Über die neuen Unklarheiten in Sachen Transformers hinaus gibt es auch ein Story-Update zu Pain and Gain. In seinem auf einer wahren Geschichte basierenden Low-Budget Gangsterfilm verfilmt Michael Bay eine dreiteilige News-Story. 1999 brachte sich die Sun Gym Gang, eine Gruppe krimineller Bodybuilder aus Miami, in haarige Probleme: Sie entführten und folterten einen Geschäftsmann aus Florida, raubten ihn aus und ließen ihn halbtot zurück. Das Opfer drehte den Spieß um und engagierte einen Profi, der die Testosteron-Monster zur Strecke bringen sollte. Das ist ein interessanter Stoff und Dwayne Johnson scheint eine der Hauptrollen zu übernehmen. Als mieser Bodybuilder mit massiven Problemen und vielen Tattoos ist The Rock schon ein schöner Anfang für einen knallharten Cast.

Michael Bay wird seinen Gangsterfilm wohl nächsten Frühling beginnen und dann womöglich noch während der Post-Produktion mit dem nächsten Transfromers-Teil beginnen. So arbeiten die Big Player: Auf das Passion-Project folgt immer das nächste Milliarden-Movie. Was und wie genau bei “Transformers 4” passiert, ist jetzt noch nicht raus, doch drei Sachen stehen schon mal fest:

1) Der Film wird kein Prequel.
2) Es werden zahlreiche neue Charaktere eingeführt.
3) Mindestens 50% der Dialoge werden Einwortsätze sein.


----------



## Q (7 Dez. 2011)

> Franchise-Face Shia LaBeouf


 rofl3 na wir werden ja sehen


----------



## myam77 (26 Sep. 2012)

Die VFX arbeit an den filmen ist ja unbestritten doch recht gut. Zudem sollte auch bemerkt werden das der style von Michael Bay durchaus ansehnlich ist. Was grausam ist sind die charaktere und die story. Interessant wäre es zu sehen wie Bay einen animationsfilm gestalten würde. Wo es nur um die roboter geht. Achja, der humor in den filmen ist auch unter aller sau.

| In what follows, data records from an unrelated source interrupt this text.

PR #402, opened 2022-04-25
fscache: add prefetch_all

nan1994:
If prefetch_config.enable = true, prefetch all data after open data blob.

tested with a configuration json like below:
```
{
  "type": "bootstrap",
  "config": {
    "backend_type": "registry",
    "backend_config": {
      "scheme": "https"
    },
    "cache_type": "fscache"
  },
  "fs_prefetch": {
    "enable": true,
    "threads_count": 2,
    "merging_size": 131072,
    "bandwidth_rate": 0
  }
}
```

### DIFF
--- a/api/src/http.rs
+++ b/api/src/http.rs
@@ -95,6 +95,8 @@ pub struct BlobCacheEntry {
     /// Domain id for the blob, which is used to group cached blobs into management domains.
     #[serde(default)]
     pub domain_id: String,
+    #[serde(default)]
+    pub fs_prefetch: Value,
 }
 
 /// Configuration information for a list of cached blob objects.
--- a/src/bin/nydusd/blob_cache.rs
+++ b/src/bin/nydusd/blob_cache.rs
@@ -277,7 +277,10 @@ impl BlobCacheMgr {
                 cache_compressed: false,
                 cache_config: entry.blob_config.cache_config.clone(),
                 cache_validate: false,
-                prefetch_config: Default::default(),
+                prefetch_config: match serde_json::from_value(entry.fs_prefetch.clone()) {
+                    Ok(fs_prefetch) => fs_prefetch,
+                    Err(_e) => Default::default(),
+                },
             },
         });
 
--- a/src/bin/nydusd/fs_cache.rs
+++ b/src/bin/nydusd/fs_cache.rs
@@ -4,6 +4,7 @@
 
 //! Handler to cooperate with Linux fscache subsystem for blob cache.
 
+use std::cmp;
 use std::collections::HashMap;
 use std::convert::TryFrom;
 use std::fs::{File, OpenOptions};
@@ -18,6 +19,7 @@ use std::sync::{Arc, Barrier, Mutex, MutexGuard};
 use mio::unix::SourceFd;
 use mio::{Events, Interest, Poll, Token, Waker};
 use storage::cache::BlobCache;
+use storage::device::BlobPrefetchRequest;
 use storage::factory::BLOB_FACTORY;
 
 use crate::blob_cache::{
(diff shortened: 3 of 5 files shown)


api/src/http.rs
```diff
@@ -95,6 +95,7 @@ pub struct BlobCacheEntry {
     /// Domain id for the blob, which is used to group cached blobs into management domains.
     #[serde(default)]
     pub domain_id: String,
+    pub fs_prefetch:Value,
```
jiangliu, line 98: A space between "fs_prefetch" and "Value"?

src/bin/nydusd/blob_cache.rs
```diff
@@ -277,7 +277,7 @@ impl BlobCacheMgr {
                 cache_compressed: false,
                 cache_config: entry.blob_config.cache_config.clone(),
                 cache_validate: false,
-                prefetch_config: Default::default(),
+                prefetch_config: serde_json::from_value(entry.fs_prefetch.clone()).unwrap(),
```
jiangliu, line 280: Please avoid using `unwrap()` when possible. We should explicitly check `serde_json::from_value(entry.fs_prefetch.clone())` is valid here. Otherwise an invalid user input from the API server may cause nydusd crash thus DoS attack.

src/bin/nydusd/fs_cache.rs
```diff
@@ -416,16 +418,52 @@ impl FsCacheHandler {
...
                     state.id_to_config_map.insert(hdr.object_id, config.clone());
+                    let _ = self.do_prefetch(&config, blob.clone());
                     format!("copen {},{}", hdr.msg_id, blob_size)
                 }
             }
         }
     }
 
+    pub fn do_prefetch(
+        //prefetch_files: Option<Vec<PathBuf>>,
```
jiangliu, line 434: Please remove this line.

src/bin/nydusd/fs_cache.rs
```diff
@@ -416,16 +418,52 @@ impl FsCacheHandler {
...
+        &self,
+        config: &BlobCacheConfigDataBlob,
+        blob: Arc<dyn BlobCache>,
+    ) {
+        let blob_info = config.blob_info().deref().clone();
+        let factory_config = config.factory_config().deref().clone();
+        if factory_config.cache.prefetch_config.enable {
```
jiangliu, line 441: How about `if !factory_config.cache.prefetch_config.enable { return; }`?

src/bin/nydusd/fs_cache.rs
```diff
@@ -416,16 +418,52 @@ impl FsCacheHandler {
...
+            let size = factory_config.cache.prefetch_config.merging_size as u64;
+            let count = blob_info.compressed_size() / size;
+            let mut blob_rep = Vec::with_capacity(count as usize);
+            let mut pre_offset = blob_info.readahead_offset();
```
jiangliu, line 445: Seems you are trying to prefetch all data of the blob, so why using `blob_info.readahead_offset()` instead of `0` here?

src/bin/nydusd/fs_cache.rs
```diff
@@ -416,16 +418,52 @@ impl FsCacheHandler {
...
         }
     }
 
+    pub fn do_prefetch(
+        //prefetch_files: Option<Vec<PathBuf>>,
+        &self,
+        config: &BlobCacheConfigDataBlob,
+        blob: Arc<dyn BlobCache>,
+    ) {
+        let blob_info = config.blob_info().deref().clone();
```
jiangliu, line 439: Why do we need to clone blob_info and factory_config here?

hsiangkao:
we need to prioritize this feature.

hsiangkao:
We should support whether ``fs_prefetch`` is or isn't given, otherwise, with old nydus-snapshotter it will print
```
ERRO[2022-05-06T03:52:14.336433135Z] failed to mount /3/fs, failed to shared mount: failed to erofs mount: request to bind erofs blob: error code: UNDEFINED, error message: ParseBody(Error("missin
g field `fs_prefetch`", line: 1, column: 650))
```

src/bin/nydusd/fs_cache.rs
```diff
@@ -416,16 +418,49 @@ impl FsCacheHandler {
...
 
+    pub fn do_prefetch(&self, config: &BlobCacheConfigDataBlob, blob: Arc<dyn BlobCache>) {
+        let blob_info = config.blob_info().deref();
+        let factory_config = config.factory_config().deref();
+        if !factory_config.cache.prefetch_config.enable {
+            return;
+        }
+        let size = factory_config.cache.prefetch_config.merging_size as u64;
+        let blob_size=blob_info.compressed_size();
+        let count = blob_size / size + 1;
```
jiangliu, line 441: When blob_size could be divided by size, count will be one larger than expected. So should it be
```
let count = (blob_size + size - 1) / size
```
?

src/bin/nydusd/fs_cache.rs
```diff
@@ -416,16 +418,49 @@ impl FsCacheHandler {
...
+        let mut blob_req = Vec::with_capacity(count as usize);
+        let mut pre_offset = 0 as u64;
```
jiangliu, line 443: let mut pre_offset = 0u64；

src/bin/nydusd/fs_cache.rs
```diff
@@ -416,16 +418,49 @@ impl FsCacheHandler {
...
         }
     }
 
+    pub fn do_prefetch(&self, config: &BlobCacheConfigDataBlob, blob: Arc<dyn BlobCache>) {
+        let blob_info = config.blob_info().deref();
+        let factory_config = config.factory_config().deref();
+        if !factory_config.cache.prefetch_config.enable {
+            return;
+        }
+        let size = factory_config.cache.prefetch_config.merging_size as u64;
```
jiangliu, line 439: need to validate size here:
1. size is not zero, otherwise it may cause crash by invalid input from attackers.
2. size is power of 2.

hsiangkao (approved):

jiangliu (approved):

Interessant wäre der 4. teil für mich eigentl nur gewesen wenn sie dann doch einen neuen director gefunden hätten. Kurze zeit schwirrte ja der name Spielberg durch die luft. Da er ja alle filme bisher mit produziert hat (schande). Ich glaub ein Spielberg könnte da soviel mehr rausholen. Bay könnte ja immer noch director of photography machen. Denn das kann er wenigstens.


----------



## dianelized20 (26 Sep. 2012)

beachkini schrieb:


> 3) Mindestens 50% der Dialoge werden Einwortsätze sein.



Was für Dialoge?


----------



## thiphoo (1 Okt. 2012)

dianelized12 schrieb:


> Was für Dialoge?



Der war gut 

Ich für meinen Teil brauch auf jeden Fall nicht noch einen Transformers FIlm.


----------



## Death Row (1 Okt. 2012)

Die Welt hat noch nicht mal den zweiten Teil gebraucht


----------



## akber22 (2 Okt. 2012)

werde es erst glauben wenn ich es sehe


----------



## AWF (3 Okt. 2012)

hab letztens ein update gelesen: kein prequel, sondern soll nach T3 spielen, aber im Weltall. Hoffe auf ferne zukunft, wie im Transformers-Film von '86.

Und an alle Meckerer:
die reihe ist auf jeden fall der hammer. gut, der zweite teil mit den zwillingen war nicht so der reisser, aber der dritte in 3d war ja mal der oberhammer.
Es kann gar nicht genug transformer-filme geben, hoffentlich gibt dann nach dem 4. teil den reboot und alles wird härter. entweder auf der erde wo es dann kracht und scheppert, oder auf cybertron, wo dann die party so richtig losgehen kann


----------